Investors have been grappling throughout the year with the effects of  decades-high inflation  and the Federal Reserve’s attempts to tame it with  higher interest rates . For many, the concerns  have grown deeper  in recent weeks as inflation remains stubbornly high and traders worry that the Fed will cool the economy so much that it tips into a recession.

“The question now is not if there will be a recession, it’s when and how bad,” said Justin Wiggs, managing director in equity trading at Stifel Nicolaus. One week ago, traders were cheering the biggest two-day rally in the Dow and S&P 500 in two years, but stocks have fallen steadily since then. Both the Dow and the S&P 500 remain in bear markets.





U.S. inflation data due Thursday will show whether the Fed’s sizable interest-rate rises are working to tame soaring consumer prices. A larger-than-forecast rise could bolster expectations that Fed officials will opt for another supersize 0.75 percentage point increase at their next meeting. 





Meanwhile, investors are bracing for the first wave of major corporate earnings reports due this week, which are expected to show companies struggling with high rates and weakening consumer demand.  PepsiCo  reports Wednesday while financial titans such as  BlackRock JPMorgan Chase  and  Morgan Stanley  report later in the week. 

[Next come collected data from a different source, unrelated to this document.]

PR #6639, opened 2025-01-31
Strat idea

Spikey84:
Essentially this change causes strat bombers to consume a percentage of their fuel when dropping a bomb. With this change in mind, their attack damage and radii have increased. The intention is to give the strategic bombers a unique role compared to that of other air units: to strike important enemy targets and to help suppress high-tier land armies. This change also alters the ability for bombers to snipe high HP enemies with little recourse quickly. With these changes, a player with 1 uef strat can bomb an acu dealing quite a noticeable amount of damage, but they have to choose how many bombs to drop. If they take 1 pass the damage is quite small. If they take two, they must accept that their strat is now extremely slow and every vulnerable to a few inties. Of course it is still possible to spam a large quantity of bombers late game to deal with a high HP target, but now even if they are allowed to kill their target uncontested they cannot simply kill every valuable unit on the map. 

I understand this change may not seem intuitive. I am hesitant to suggest a change that alters a hitherto untouched mechanic. I honestly just expect it to make for some fun gameplay. I miss microing strats. Yet even back when I could rush a strat and kill every t2 mex on the map uncontested, it felt unfulfilling. I hope with the buff to reload time and air physics that strats will be far more fun to use, be useful to make, and be less overwhelming super late game. 

Everything is subject to change and I cant be bothered proof reading this lol
Working on this...

## Additional context
 This is a very WIP change. I do not want this to be merged.

## Checklist


lL1l1:
Your base branch should be `develop` and not `deploy/fafdevelop` so that the bot doesn't add commits.

lL1l1:
Closed in favor of #6535

PR #6641, opened 2025-02-01
Nerf Brick range and DPS

lL1l1:
## Issue
Relevant [Balance Team discord thread](https://discord.com/channels/197033481883222026/1334704579887235144).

“First-quarter and second-quarter earnings came in remarkably well. The third quarter may be the pivot point at which we see earnings cannot keep growing to the sky, and that companies are subject to the economic headwinds we are facing from all kinds of directions,” said David Donabedian, chief investment officer at CIBC Private Wealth US.

And what’s even more important than third-quarter results, some investors say, is the guidance corporate leaders give about next year.

Yields on benchmark U.S. government bonds continued their ascent, coming  within sight of the 4% level . The yield on the benchmark 10-year Treasury note rose to 3.938%, its second-highest level of the year, from 3.883% on Friday. The U.S. bond market was closed Monday for the Columbus Day holiday.

In commodity markets, oil weakened as concerns about the economy returned to the fore. Prices rose last week after the Organization of the Petroleum Exporting Countries and its Russia-led allies agreed to slash their output. On Tuesday, Brent crude, the international oil benchmark, shed 2% to $94.29 a barrel.

Overseas indexes slumped. In Japan, the Nikkei 225 fell 2.6%. Hong Kong’s Hang Seng closed 2.2% lower, hitting its lowest level in more than a decade. 

In Europe, the pan-continental Stoxx Europe 600 fell 0.6%, led by losses among its oil-and-gas and chemicals companies.